> Task description
For the records below, give the count of lines holding the word "failed" and nothing more.

> Supplied data

Issue #1842, opened 2020-11-22
Serial ports getting blocked after some re-connecting


fwolter:
When using the Modbus binding with OH3, the serial port with the Modbus RS485 transciever cannot be opened anymore after some time.

When the error appears, the following is printed on stdout: `initialise_event_info_struct: initialise failed!`

This is a known bug NeuronRobotics/nrjavaserial#111.

After compiling the native libs with `DISABLE_LOCKFILES` as suggested in above issue, the error is gone.

This has been discussed in https://community.openhab.org/t/modbus-binding-loses-its-serial-connection-every-few-days-without-a-reason-after-updating-to-2-5-0-release-build/89550/14

Maybe locking should be disabled in OH nrjavaserial again?

wborn:
For me this issue is not that critical wanting to start forking nrjavaserial again. :wink: Forking nrjavaserial implies all other native libraries need to be recompiled as well (linux/armhf/arm64) and you'd have to merge any upstream changes to the fork.

fwolter:
I understood you == me :) I'd do that if the pain gets too big. Until now there is only one user beside me facing the problem. Maybe @MrDOS manages to re-work the locking mechanism in the next time.

jumblejj:
Hi, Also seeing this issues with OH3, see [https://community.openhab.org/t/modbus-binding-not-working-on-oh3/111619](https://community.openhab.org/t/modbus-binding-not-working-on-oh3/111619)

ssalonen:
Is there workaround we could implement in the binding side?

ssalonen:
@fwolter could you enlighten whether the following workaround would help in the binding?

Current behaviour
- when I/O error is encountered, serial port is closed and re-opened before next retry

New behaviour
- when I/O error is encountered, serial port is kept open

ssalonen:
Comment from user in community https://community.openhab.org/t/modbus-binding-problem-with-serial-connection/117942/8?u=ssalonen shows how frustrating the nrjavaserial issue is in practice:

> I read all those threads.
> I gave up with this binding. It’s not usable.
>
> I have written my own rules to query the modbus unit using the modpoll command line utility.
> Works perfectly and absolutely reliable 100%.

fwolter:
> @fwolter could you enlighten whether the following workaround would help in the binding?
> 
> Current behaviour
> 
>     * when I/O error is encountered, serial port is closed and re-opened before next retry
> 
> 
> New behaviour
> 
[...]

PR #2272, opened 2021-04-05
[modbus] Workaround for nrjavaserial issues: do not disconnect serial

ssalonen:
Workaround for https://github.com/openhab/openhab-core/issues/1842.
Typically serial connections are disconnected and reconnected on IO
errors. This has turned out to be problematic with the recent
nrjavaserial updates brought by OH3 (locking behaviour of nrjavaserial
seems to be prone to deadlocks).

We workaround the issues by trying to keep the serial connection open
as long as possible.

This might not a foolproof fix as commented by @fwolter https://github.com/openhab/openhab-core/issues/1842#issuecomment-792978074 :
> [...] I often observed the error right after the start of the JVM.
> I agree that this problem is very annoying. A "quick" solution would be to disable the locks in general.

But on the other hand the community reports seem to be very often related to "I/O" errors and the disconnect/re-connect logic in modbus transport.

Pre-compiled jar in zip: 
[org.openhab.core.io.transport.modbus-3.1.0-SNAPSHOT.zip](https://github.com/openhab/openhab-core/files/6259049/org.openhab.core.io.transport.modbus-3.1.0-SNAPSHOT.zip)
(corresponding to commit https://github.com/openhab/openhab-core/pull/2272/commits/1dc4094b770242c626d784c3482552cad729b592) 

### DIFF
--- a/bundles/org.openhab.core.io.transport.modbus/src/main/java/org/openhab/core/io/transport/modbus/internal/ModbusManagerImpl.java
+++ b/bundles/org.openhab.core.io.transport.modbus/src/main/java/org/openhab/core/io/transport/modbus/internal/ModbusManagerImpl.java
@@ -627,9 +627,15 @@ public class ModbusManagerImpl implements ModbusManager {
                                 "Last try {} failed when executing request ({}). Aborting. Error was I/O error, so reseting the connection. Error details: {} {} [operation ID {}]",
                                 tryIndex, request, e.getClass().getName(), e.getMessage(), operationId);
                     }
-                    // Invalidate connection, and empty (so that new connection is acquired before new retry)
-                    timer.connection.timeConsumer(c -> invalidate(endpoint, c), connection);
-                    connection = Optional.empty();
+                    if (endpoint instanceof ModbusSerialSlaveEndpoint) {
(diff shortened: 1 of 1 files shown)


cweitkamp (approved):
LGTM. Thanks.

ppieczul:
Looks like I need a 3.1 version to use this transport jar. How can I switch to 3.1 on openhabian? Somehow I fail to find a good way, openhabian-config allows for selecting only 3.0

ssalonen:
@ppieczul unfortunately I am not familiar with openhabian... Perhaps best to ask in community forum.

ppieczul:
I got 3.1.M3 installed finally. How do I make the Modbus binding use the new transport jar? I stopped the default transport bundle, installed the jar and the Modbus bundle remains in Waiting state.
Screenshot 2021-04-15 at 21 54 40

ssalonen:
@ppieczul unfortunately I must say that M3 is too old (around 2 weeks) and does not include this fix (1 week ago merged).  Instead of utilizing milestone release, you need to refer to snapshot versions.

You can find these via openhab.org website but not sure what is the correct installation method with openhabian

> Solution to this problem
2